Post by Grubb.
The side-paddle-wheel passenger steamer moored on the grounds of the Shelburne Museum is one of two remaining in this country.
For a boat that only ferried people across Lake Champlain it is quite impressive in an excessive Gilded Age sort of way. An ornate dining room and cushioned observation chairs for a trip over a lake only fractionally larger than a Maine pond?
I thought of Cornelius Vanderbilt, the first American transpo king, who got his start ferrying people from Staten Island to Manhattan and then moved on to steamboats before creating a railroad empire.
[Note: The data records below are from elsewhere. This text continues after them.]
PR #493, opened 2021-02-18
Save filesize with attachment metadata on upload

### LINKED ISSUE #492: Idea: store filesize attachment meta value on upload.
There are a few places in core, like `wp_prepare_attachment_for_js`, that do a filesystem stat check for attachments to get the filesize in bytes:

https://github.com/WordPress/WordPress/blob/master/wp-includes/media.php#L3969-L3975

This can be short-circuited if the "filesize" property is set in the attachment meta array.

Setting this property seems as though it would eliminate the need for several AWS S3 requests which happen as part of the `query-attachments` ajax action.  Is it feasible to set it on uploading attachments?

goldenapples:
Sets the "filesize" property in the attachment metadata when initially uploading images, so that it doesn't have to be queried for in the ajax response on `wp_prepare_attachment_for_js()`.

Fixes #492.

### DIFF
--- a/inc/class-plugin.php
+++ b/inc/class-plugin.php
@@ -110,6 +110,7 @@ class Plugin {
 		add_filter( 'wp_resource_hints', [ $this, 'wp_filter_resource_hints' ], 10, 2 );
 
 		add_action( 'wp_handle_sideload_prefilter', [ $this, 'filter_sideload_move_temp_file_to_s3' ] );
+		add_filter( 'wp_generate_attachment_metadata', [ $this, 'set_filesize_in_attachment_meta' ] );
 
 		add_action( 'wp_get_attachment_url', [ $this, 'add_s3_signed_params_to_attachment_url' ], 10, 2 );
 		add_action( 'wp_get_attachment_image_src', [ $this, 'add_s3_signed_params_to_attachment_image_src' ], 10, 2 );
@@ -129,6 +130,7 @@ class Plugin {
 		remove_filter( 'upload_dir', [ $this, 'filter_upload_dir' ] );
 		remove_filter( 'wp_image_editors', [ $this, 'filter_editors' ], 9 );
 		remove_filter( 'wp_handle_sideload_prefilter', [ $this, 'filter_sideload_move_temp_file_to_s3' ] );
+		remove_filter( 'wp_generate_attachment_metadata', [ $this, 'set_filesize_in_attachment_meta' ] );
 
 		remove_action( 'wp_get_attachment_url', [ $this, 'add_s3_signed_params_to_attachment_url' ] );
 		remove_action( 'wp_get_attachment_image_src', [ $this, 'add_s3_signed_params_to_attachment_image_src' ] );
@@ -376,7 +378,6 @@ class Plugin {
 
 		return $editors;
 	}
-
 	/**
 	 * Copy the file from /tmp to an s3 dir so handle_sideload doesn't fail due to
 	 * trying to do a rename() on the file cross streams. This is somewhat of a hack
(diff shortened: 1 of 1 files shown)


joehoyle:
Nice, I had assumed core already did this -- do you know why it doesn't?

inc/class-plugin.php
```diff
@@ -396,6 +397,33 @@ public function filter_sideload_move_temp_file_to_s3( array $file ) {
...
+	 * longer to complete against s3 uploads than if they were performed with a
+	 * local filesystem.i
+	 *
+	 * Saving the filesize in the attachment metadata when the image is
+	 * uploaded allows core to skip this stat when retrieving and formatting it.
+	 *
+	 * @param array $metadata Attachment metadata.
+	 * @return array Attachment metadata array, with "filesize" value added.
+	 */
+	function set_filesize_in_attachment_meta( $metadata ) {
```
joehoyle, line 415:
```suggestion
	function set_filesize_in_attachment_meta( array $metadata ) : array {
```

joehoyle:
The unit tests are failing here, because `metadata['file']`, surprisingly is not always set. It seems that's only for images, videos for example never get that set (https://core.trac.wordpress.org/browser/tags/5.6.1/src/wp-admin/includes/media.php#L3532). It's possible to get the file instead with `get_attached_file()` rather than reading from the metadata for that value. TIL

inc/class-plugin.php
joehoyle: This project is using Psalm too, so once the unit tests are fixed, I'd imagine we'll need to add the array shape decelerating like elsewhere in the file.

goldenapples:
> I had assumed core already did this -- do you know why it doesn't?

I don't think there was a reason it wasn't added. The logic to check for "filesize" in attachment meta was added in 4.4 ([ticket](https://core.trac.wordpress.org/ticket/33214)) to support external image libraries and I guess the assumption was that those plugins had to implement attachment metadata themselves. Looks like there's a ticket open to set filesize in this metadata array in core - https://core.trac.wordpress.org/ticket/49412 - and if that gets merged this workaround can be removed.

inc/class-plugin.php
```diff
@@ -396,6 +397,32 @@ public function filter_sideload_move_temp_file_to_s3( array $file ) {
...
+	 * uploaded allows core to skip this stat when retrieving and formatting it.
+	 *
+	 * @param array{file?: string} $metadata      Attachment metadata.
+	 * @param int                  $attachment_id Attachment ID.
+	 * @return array{file?: string, filesize: int} Attachment metadata array, with "filesize" value added.
+	 */
+	function set_filesize_in_attachment_meta( array $metadata, int $attachment_id ) : array {
+		$file = get_attached_file( $attachment_id );
+
+		if ( file_exists( $file ) ) {
```
joehoyle, line 419: I think this should return early if filesize is already set too, that will mean it's future compatible when images add it.

inc/class-plugin.php
```diff
@@ -396,6 +397,32 @@ public function filter_sideload_move_temp_file_to_s3( array $file ) {
...
+	 * result, operations like `wp_prepare_attachments_for_js' take substantially
+	 * longer to complete against s3 uploads than if they were performed with a
+	 * local filesystem.i
+	 *
+	 * Saving the filesize in the attachment metadata when the image is
+	 * uploaded allows core to skip this stat when retrieving and formatting it.
+	 *
+	 * @param array{file?: string} $metadata      Attachment metadata.
+	 * @param int                  $attachment_id Attachment ID.
+	 * @return array{file?: string, filesize: int} Attachment metadata array, with "filesize" value added.
```
joehoyle, line 414: This should also be `filesize?` as it's possible the array won't contain it (if the file doesn't exist). I'd have thought Psalm would have caught that 🤔

joehoyle (changes requested):

goldenapples:
@joehoyle Could you help me understand why the build isn't passing here?

The error is 
```
Running Psalm...

Problem parsing /code/psalm.xml:
  Error on line 2:
    Element '{https://getpsalm.org/schema/config}psalm', attribute 'requireVoidReturnType': The attribute 'requireVoidReturnType' is not allowed.
``` 
but I'm not familiar with what that means, and I think I'm following the style from the documentation and elsewhere in the file.

inc/class-plugin.php
goldenapples: Yeah, I was thinking that too. Adding it now.

inc/class-plugin.php
goldenapples: Makes sense, but that didn't seem to fix the build either :thinking:

joehoyle:
Ahh doh it seemed I inadvertently switched to a different version of Psalm ( ` : void` on functions that don't return anything is now required). Will fix up.

inc/class-plugin.php
goldenapples: Fixed in 4c50bf1

inc/class-plugin.php
```diff
@@ -396,6 +397,34 @@ public function filter_sideload_move_temp_file_to_s3( array $file ) {
...
+	 * Saving the filesize in the attachment metadata when the image is
+	 * uploaded allows core to skip this stat when retrieving and formatting it.
+	 *
+	 * @param array{file?: string} $metadata      Attachment metadata.
+	 * @param int                  $attachment_id Attachment ID.
+	 * @return array{file?: string, filesize?: int} Attachment metadata array, with "filesize" value added.
+	 */
+	function set_filesize_in_attachment_meta( array $metadata, int $attachment_id ) : array {
+		$file = get_attached_file( $attachment_id );
+		if ( ! $file ) {
```
joehoyle, line 418: @goldenapples `get_attached_file` _can_ return false, so I added the check here -- Psalm was complaining about that. Yey for type safety!

joehoyle (approved):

Outside of an eponymous university, how little we know of the man, as opposed to the anti-Semitic Henry Ford (infamous for his misuse of the print medium) and the insufferable Elon Musk (overly exposed on Twitter). Okay, so I’m a romantic pining for the Gilded Age when one didn’t have to put up with big money incessantly mouthing off.
Hello! Hello! It’s the 21st century calling! We’ve got some problems here! (But the “Gilded Age” series is coming back for a new round of twittery.)
And one of the problems with the 21st century is that lamentable television series!
My mom said she rode on the Ticonderoga before it was retired. It travelled up and down Lake Champlain so was more of a cruise ship than a ferry. The lake is the 12th largest in the US, 107 miles long, 400 ft deep. Not a pond in Maine is even close.
Wow. I didn’t realize the lake was that long. We only drove a small portion of it.
How long would the trip take for your mom? Did she ride it all the way into Canada?
So when I say “only fractionally larger” I guess I’m talking one-hundred to one!
“Gfubb” is short for “Grubb ffing-up”.